Relationship between σj, σi and σr mentioned in Eqs. (11) may exhibits three possibilities: σj > σi > σr, σj > σr > σi or σr > σi > σj. Accordingly, derivation method for determining function of f(Pm) was discussed in the following three cases.

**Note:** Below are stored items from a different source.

PR #2199, opened 2023-01-01
Add concurrent version of iterateConcatMap, rename

harendra-kumar:


core/src/Streamly/Internal/Data/Stream/Expand.hs
```diff
@@ -120,32 +120,31 @@ module Streamly.Internal.Data.Stream.Expand
...
 
-    , iterateConcatMapWith
-    , iterateMergeMapWith
+    , concatIterateWith
+    , mergeIterateWith
 
-    , iterateConcatMapDFS
-    , iterateConcatMapBFS
+    , concatIterateDfs
+    , concatIterateBfs
```
adithyaov, line 131: Why?

adithyaov: small case `s`.

src/Streamly/Internal/Data/Stream/Concurrent/Channel/Append.hs
```diff
@@ -228,26 +230,19 @@ workLoopLIFOLimited qref sv winfo = run
...
-    Channel m a -> IORef ([K.Stream m a], Int) -> K.Stream m a -> IO ()
-reEnqueueAhead sv q m = do
-    atomicModifyIORefCAS_ q $ \ case
-        ([], n) -> ([m], n)  -- DO NOT increment sequence
-        _ -> error "reEnqueueAhead: queue is not empty"
+    -- XXX The queue is LIFO. When parConcatIterate queues more than one items
+    -- to the queue it will perform a DFS style traversal. For BFS we will have
+    -- to use a FIFO data structure here. That would require another Config
+    -- option.
+    atomicModifyIORefCAS_ q $ \(xs, n) -> (snd m:xs, n)
```
adithyaov, line 245: I do not understand this. Can you explain this change?

adithyaov: This is `reEnqueueAhead` now?

src/Streamly/Internal/Data/Stream/Concurrent/Channel/Append.hs
```diff
@@ -276,8 +271,19 @@ dequeueAhead :: MonadIO m
 dequeueAhead q = liftIO $
     atomicModifyIORefCAS q $ \case
             ([], n) -> (([], n), Nothing)
-            (x : [], n) -> (([], n), Just (x, n))
-            _ -> error "more than one item on queue"
+            (x : xs, n) -> ((xs, n + 1), Just (x, n + 1))
+
+-- Dequeue only if the seq no matches the expected seq no.
```
adithyaov, line 276:
```suggestion
-- Dequeue only if the seq number matches the expected seq number.
```

src/Streamly/Internal/Data/Stream/Concurrent/Channel/Append.hs
```diff
@@ -785,47 +785,42 @@ processWithToken q heap sv winfo action sno = do
...
+                updateHeapSeq heap nextSeqNo
+                incrementYieldLimit (remainingWork sv)
+        yieldLimitOk <- liftIO $ decrementYieldLimit (remainingWork sv)
+        -- To avoid a race when another thread puts something
+        -- on the heap and goes away, the consumer will not get
+        -- a doorBell and we will not clear the heap before
+        -- executing the next action. If the consumer depends
+        -- on the output that is stuck in the heap then this
+        -- will result in a deadlock. So we always clear the
+        -- heap before executing the next action.
```
adithyaov, line 798: I might need to re-read about how `Ahead` is implemented.

adithyaov: Or you can explain it to me and reason with your changes.

src/Streamly/Internal/Data/Stream/Concurrent/Channel/Append.hs
harendra-kumar: 1. Now we can have more then one item in the queue, because iterate appends to the queue.
2. Because of that we cannot increment the sequence number on enqueue because sequence number was the number to be used for the enqueued item, now we have more than one. Instead we increment the sequence number on dequeue now.

core/src/Streamly/Internal/Data/Stream/Expand.hs
harendra-kumar: Mixing all caps abbreviations with camel case is problematic e.g. unfoldIterateBFSRev. See https://github.com/composewell/haskell-dev/blob/master/coding-style.rst#id8 .

adithyaov (approved):

PR #2224, opened 2023-01-12
Upgrade package versions in cabal.project.packdiff

rnjtranjan:


.github/workflows/regression-check.yml
```diff
@@ -19,7 +19,6 @@ jobs:
     env:
       CI_BENCHMARKS_WITH_CUTOFF: >-
         Data.Array
-        Data.Array.Unboxed
```
harendra-kumar, line 22: We need to make it `Data.Array.Generic`.

harendra-kumar (changes requested):

PR #2230, opened 2023-01-13
Fix benchmark error in Data.Array.Stream

rnjtranjan:
**parseBreak (recursive, small arrays):** hangs for ever.

### DIFF
--- a/benchmark/Streamly/Benchmark/Data/Array/Stream.hs
+++ b/benchmark/Streamly/Benchmark/Data/Array/Stream.hs
@@ -284,18 +284,20 @@ main = do
 
     where
 
-    alloc value = do
-        let val = max value 1
-        small <- Stream.toList $ Stream.arraysOf 100 $ sourceUnfoldrM val 0
-        big <- Stream.toList $ Stream.arraysOf val $ sourceUnfoldrM val 0
-        return (small, big)
+    alloc value =
+        if value <= 0
+        then return  (undefined, undefined)
+        else
+            do
+            small <- Stream.toList $ Stream.arraysOf 100 $ sourceUnfoldrM value 0
+            big <- Stream.toList $ Stream.arraysOf value $ sourceUnfoldrM value 0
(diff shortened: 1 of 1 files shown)


benchmark/Streamly/Benchmark/Data/Array/Stream.hs
```diff
@@ -285,15 +285,17 @@ main = do
     where
 
     alloc value = do
-        small <- Stream.toList $ Stream.arraysOf 100 $ sourceUnfoldrM value 0
-        big <- Stream.toList $ Stream.arraysOf value $ sourceUnfoldrM value 0
+        let val = max value 1
+        small <- Stream.toList $ Stream.arraysOf 100 $ sourceUnfoldrM val 0
+        big <- Stream.toList $ Stream.arraysOf val $ sourceUnfoldrM val 0
```
harendra-kumar, line 290: Only `runWithCLIOptsEnv` calls this with value `0`. And it perhaps does not use the return value of alloc. So we can just try returning (undefined, undefined) if the value passed is 0.

benchmark/Streamly/Benchmark/Data/Array/Stream.hs
```diff
@@ -285,15 +285,17 @@ main = do
...
         return (small, big)
 
     allBenchmarks env arrays value =
         let (arraysSmall, arraysBig) = arrays
+            val = max value 1
         in [ bgroup (o_1_space_prefix moduleName) $ Prelude.concat
           [ o_1_space_read_chunked env
-          , o_1_space_serial_array value arraysSmall arraysBig
+          , o_1_space_serial_array val arraysSmall arraysBig
```
harendra-kumar, line 298: Changes in this function should not be required.

harendra-kumar (changes requested):

rnjtranjan:
benchmark: **parseBreak (recursive, small arrays)** is hanging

(1) When the case of σj > σi > σr occurs, σ1 and σ3 can be expressed as:

$$ \begin{gathered} \sigma_{1} { = 0}{\text{.5}}\left( {\sigma_{\theta } { + }\sigma_{z} } \right){ + }0.5\sqrt {\left( {\sigma_{\theta } { - }\sigma_{z} } \right)^{2} { + }4\sigma_{\theta z}^{2} } \hfill \\ \sigma_{3} \,=\,P_{m} { - }P_{p} \hfill \\ \end{gathered} $$
(A-1)

The final form of f(Pm) was obtained in this case by substituting Eqs. (A-1) into Eqs. (13):

$$ f\left( {P_{m} } \right)\,=\,E - F \cdot P_{p} { + }\left( {F{ + }1} \right) \cdot P_{m} - 0.74\left( {P_{m} - P_{p} } \right)^{2} - A - \sqrt {\left( {B - P_{m} } \right)^{2} { + }D} $$
(A-2)

Taking the first derivative of f(Pm) function, we can get:

$$ f^{^{\prime}} \left( {P_{m} } \right)\,=\,\left( {F{ + }1} \right) - 1.48\left( {P_{m} - P_{p} } \right) + \frac{{B - P_{m} }}{{\sqrt {\left( {B - P_{m} } \right)^{2} { + }D} }} $$
(A-3)

In Eqs. (A-3), the six variables A, B, C, D, E and F were written as

$$ \begin{gathered} A\,=\,\sigma_{B}^{xx} + \sigma_{B}^{yy} - 2\left( {\sigma_{B}^{xx} - \sigma_{B}^{yy} } \right)cos2\theta - 4\sigma_{B}^{xy} sin2\theta - P_{p} + \sigma_{z} \hfill \\ B\,=\,\sigma_{B}^{xx} + \sigma_{B}^{yy} - 2\left( {\sigma_{B}^{xx} - \sigma_{B}^{yy} } \right)cos2\theta - 4\sigma_{B}^{xy} sin2\theta - P_{p} - \sigma_{z} \hfill \\ D = 4\sigma_{\theta z}^{2} \hfill \\ E = \frac{4cos\varphi }{{1 - sin\varphi }}C_{0} + 24.04S_{h}^{1.27} - 4.72 \hfill \\ F = \frac{{2\left( {1 + sin\varphi } \right)}}{1 - sin\varphi } + 4.44 \hfill \\ \end{gathered} $$
(A-4)

(2) When the case of σj > σr > σi occurs, σ1 and σ3 can be expressed as:

$$ \begin{gathered} \sigma_{1} { = 0}{\text{.5}}\left( {\sigma_{\theta } { + }\sigma_{z} } \right){ + }0.5\sqrt {\left( {\sigma_{\theta } { - }\sigma_{z} } \right)^{2} { + }4\sigma_{\theta z}^{2} } \hfill \\ \sigma_{3} { = 0}{\text{.5}}\left( {\sigma_{\theta } { + }\sigma_{z} } \right) - 0.5\sqrt {\left( {\sigma_{\theta } { - }\sigma_{z} } \right)^{2} { + }4\sigma_{\theta z}^{2} } \hfill \\ \end{gathered} $$
(A-5)

Function f(Pm) and its first derivative can be written as Eqs. (A-6) and Eqs. (7) respectively.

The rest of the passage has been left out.